Cholesterol provides strengh to cell membranes.
196
What is the FLUID MOSAIC MODEL referring to?
The structure of the cell-surface membrane.
197
Describe the FLUID MOSAIC MODEL.
The phospholipid molecules can move relative to each other (fluid) and the embedded proteins can vary in size, shape and pattern (mosaic).
198
What is a GLYCOLIPID?
A carbohydrate covalently bonded to a lipid.
199
State 3 functions of GLYCOLIPIDS in cell membranes.
Recognitnion sites (antigens), molecular stability, help cells attach to each other.
200
What is a GLYCOPROTEIN?
Carbohydrate chains attached to a protein (extrinsic).
201
State 2 functions of GLYCOPROTEINS in context of cell surface membranes.

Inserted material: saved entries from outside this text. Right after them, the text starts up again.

PR #2072, opened 2022-07-31
add optimistic rendering for staging and unstaging files

jesseduffield:
Staging/unstaging files has always felt kind of sluggish and that's because `git status` takes a while to run. when we stage a file, we don't just do a git status for that file: we do it for the whole repo. Reason being that if a file is renamed we can't know that by just looking at one file (super annoying reason).

This PR has us doing a quick in-memory mapping from the old file status to what we expect it to be, and then rendering that before we actually call git status to get the proper result.

pressing 'a' to stage all is still pretty slow because the `git add -A` command itself is slow and we don't render until after that (in part because of the fact we want to obtain a mutex lock when doing the optimistic rendering and when making the change). Nonetheless things feel faster on net.

We could have made an actual call to `git status -- <filename>` instead of taking the in-memory approach but that slows things down more when you're talking about staging whole directories.

### DIFF
--- a/pkg/commands/models/file.go
+++ b/pkg/commands/models/file.go
@@ -120,17 +120,17 @@ func SetStatusFields(file *File, shortStatus string) {
 func deriveStatusFields(shortStatus string) StatusFields {
 	stagedChange := shortStatus[0:1]
 	unstagedChange := shortStatus[1:2]
-	untracked := lo.Contains([]string{"??", "A ", "AM"}, shortStatus)
-	hasNoStagedChanges := lo.Contains([]string{" ", "U", "?"}, stagedChange)
+	tracked := !lo.Contains([]string{"??", "A ", "AM"}, shortStatus)
+	hasStagedChanges := !lo.Contains([]string{" ", "U", "?"}, stagedChange)
 	hasInlineMergeConflicts := lo.Contains([]string{"UU", "AA"}, shortStatus)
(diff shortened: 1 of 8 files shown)


jesseduffield:
Keen to get your thoughts on this @mark2185

pkg/commands/models/file.go
```diff
@@ -90,3 +91,48 @@ func (f *File) GetPath() string {
...
+func deriveStatusFields(shortStatus string) StatusFields {
+	stagedChange := shortStatus[0:1]
+	unstagedChange := shortStatus[1:2]
+	untracked := lo.Contains([]string{"??", "A ", "AM"}, shortStatus)
+	hasNoStagedChanges := lo.Contains([]string{" ", "U", "?"}, stagedChange)
+	hasInlineMergeConflicts := lo.Contains([]string{"UU", "AA"}, shortStatus)
+	hasMergeConflicts := hasInlineMergeConflicts || lo.Contains([]string{"DD", "AU", "UA", "UD", "DU"}, shortStatus)
+
+	return StatusFields{
+		HasStagedChanges:        !hasNoStagedChanges,
```
mark2185, line 129: Why not negate it at line `124`? So that it becomes `hasStagedChanges`? 

The double negation seems like unnecessary mental gymnastics.

jesseduffield: Good point, fixed.

jesseduffield: Good point, fixed.

PR #2076, opened 2022-08-01
add build info when building from source

jesseduffield:
Long has the 'unversioned' version plagued us. No longer!

Now when you do a `go install` or `go build`, the binary will automatically have its current commit hash injected into it to be displayed at the bottom right of the screen. Likewise if you run `lazygit --version` you'll get:
```
commit=7c117a3c9db97d5aef1c783d1bba75db8818e015, build date=2022-08-01T10:04:22Z, build source=unknown, version=7c117a3c, os=darwin, arch=amd64
```

Pretty cool.

This is thanks to changes introduced in Go 1.18

### DIFF
--- a/.github/ISSUE_TEMPLATE/bug_report.md
+++ b/.github/ISSUE_TEMPLATE/bug_report.md
@@ -4,7 +4,6 @@ about: Create a report to help us improve
 title: ''
 labels: bug
 assignees: ''
-
 ---
 
 **Describe the bug**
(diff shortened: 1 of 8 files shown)


mark2185:
Huzzah!

We should also update the template for the bug report then, the reporter doesn't have to run `git rev-parse` anymore.

jesseduffield:
@mark2185 good catch, done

Recognition sites (antigens), help cells attach to each other.
202
Define PARTIALLY PERMEABLE.
Allows certian molecules through, typically smaller molecules like water and not large molecules like starch.
203
Define PERMEABILITY.
How easily a substance can pass through a membrane.
204
What factors contribute to PERMEABILITY?
Size, polarity, charge, lipid solubility.
205
What is a PHOSPHOLIPID?
A triglyceride where one of the fatty acid chains is replaced by a phosphate molecule.
206
What is a PLASMA MEMBRANE?
Membranes consisting of a phospholipid bilayer that surround cells and organelles.
207
What is a PROTEIN CHANNEL?
A water filled tube that allows water soluble proteins to pass through membranes.
208
Where are PROTEIN CHANNELS found?
Spanning cell membrane bilayers.
209
Define CONCENTRATION.
How much of a substance is dissolved in a solute.
210
Define DIFFUSION.
The net movement of particles across a membrane down a concentration gradient.
211
Where does DIFFUSION occur?
Across membranes.
212
Define SOLUTE.
The liquid part of a solution, that the solvent dissolves into.
213
Define CO-TRANSPORT.
Transport of 2 moleucles across a membrane in the same direction using the same carrier protein.
214
Define FACILITATED DIFFUSION.
Diffusion using channel and carrier proteins to allow large, polar or charged molecules across a membrane.